PR #2574, opened 2021-12-30
perf(ssr): disable vite's pre-trasnfroming to improve perf

antfu:
### 🔗 Linked issue

In Vite 2.6, it introduced a mechanism to pre-transform the direct imports before the browser requests landed. It could improve the response time of waterflow requests. However, when in SSR, we have our custom logic to handle the externalization, which the pre-transform might start transforming the externalized modules, causing some computation power waste.

Refer to https://github.com/vitest-dev/vitest/issues/229#issuecomment-1002685027

### ❓ Type of change

### 📝 Checklist

### DIFF
--- a/packages/vite/src/server.ts
+++ b/packages/vite/src/server.ts
@@ -69,6 +69,7 @@ export async function buildServer (ctx: ViteBuildContext) {
       }
     },
     server: {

• • • • •

* [DIRECTIONS]
Report every line of the data in which "improve" appears.

* [TASK ANSWER]
perf(ssr): disable vite's pre-trasnfroming to improve perf
In Vite 2.6, it introduced a mechanism to pre-transform the direct imports before the browser requests landed. It could improve the response time of waterflow requests. However, when in SSR, we have our custom logic to handle the externalization, which the pre-transform might start transforming the externalized modules, causing some computation power waste.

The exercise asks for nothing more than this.